Se llamaba James Collins y acababan de nombrarlo gobernador del castillo de Costa del Cabo. En menos de una semana, había regresado a la aldea a pedirle a Baaba la mano
de Effia. Cobbe montó en cólera y su rabia llenó todas las
estancias de la casa como una nube de vapor caliente.
—¡Está casi prometida a Abeeku! —gritó a Baaba cuando ella le anunció que consideraría la petición.
—Sí, pero Abeeku no puede casarse con ella hasta que le
llegue la sangre, y llevamos años esperando. Deja que te diga
una cosa, marido; creo que aquel fuego fue una maldición
para ella. Es un demonio que jamás se hará mujer. Piénsalo:
¿qué criatura es tan bella pero no se la puede tocar? Es mujer
en apariencia y, sin embargo, aún no sangra. Pero el hombre
blanco se la llevará de todos modos, porque no sabe lo que es.
Effia había oído al hombre blanco hablar con su madre
durante el día. Como regalo de bodas, le pagaría a Baaba
treinta libras por adelantado y veinticinco chelines al mes
en mercancía para el comercio. Más de lo que Abeeku podía
ofrecer, más de lo que se había ofrecido por cualquier otra
mujer fante en su aldea o en la más cercana.
Durante toda la noche, Effia oyó a su padre caminar de
un lado a otro. Incluso al despertarse, a la mañana siguiente,
el sonido rítmico de sus pisadas en la arcilla endurecida del
suelo seguía presente.
—Hay que conseguir que Abeeku piense que ha sido
idea suya —dijo al final.
30
Así que invitaron al jefe a su casa. Sentado junto a Cobbe, Baaba le expuso su teoría: que el fuego que había destruido tanto patrimonio de la familia había arruinado también a la niña.
—Tiene el cuerpo de mujer, pero su espíritu esconde
algo maligno —explicó Baaba, y escupió en el suelo para
mayor efecto—. Si te casas con ella, no te dará hijos. Si el
hombre blanco se casa con ella, se encariñará con la aldea,
y verás que vuestro comercio prospera.
Abeeku se frotó la barba con suavidad mientras lo pensaba.
—Traedme a la Bella —ordenó al final.
La segunda esposa de Cobbe fue a buscar a Effia. La
joven temblaba y le dolía tanto el vientre que creía que se le
vaciarían las tripas allí mismo, delante de todos los presentes.

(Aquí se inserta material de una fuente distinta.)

PR #137, opened 2016-05-03
Better crash dumps

projectgus:
Last PR for today, these are some changes to make crash dumps easier to debug (and two bugs that I found using the tools.)

New tool filteroutput.py will monitor the serial log and automatically call addr2line on anything that looks like a code address. This works surprisingly well, ie here's a sample from deliberately crashing the blink example:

Abeeku se levantó para mirarla a la cara. Le recorrió el
paisaje del rostro con los dedos, la cordillera de los pómulos,
las cuevas de la nariz.
—No ha nacido mujer más hermosa —dijo al cabo de
un momento, y se dirigió a Baaba—. Pero veo que tienes
razón. Si el hombre blanco la quiere, puede quedarse con
ella. Será mejor para nuestros tratos con ellos. Y también
para la aldea.
Cobbe, un hombre grande y fuerte, se echó a llorar sin
reparos, pero Baaba se mantuvo erguida. Cuando Abeeku
se hubo marchado, la madre se acercó a Effia y le dio un
colgante de piedra negra que resplandecía como si estuviera
recubierto de polvo de oro.
Se lo puso en las manos y se inclinó hacia ella, hasta que
le tocó la oreja con los labios.
—Llévate esto cuando te vayas —le dijo—. Es un pedazo de tu madre.
Cuando Baaba se apartó, Effia descubrió que detrás de
la sonrisa le danzaba algo que recordaba al alivio.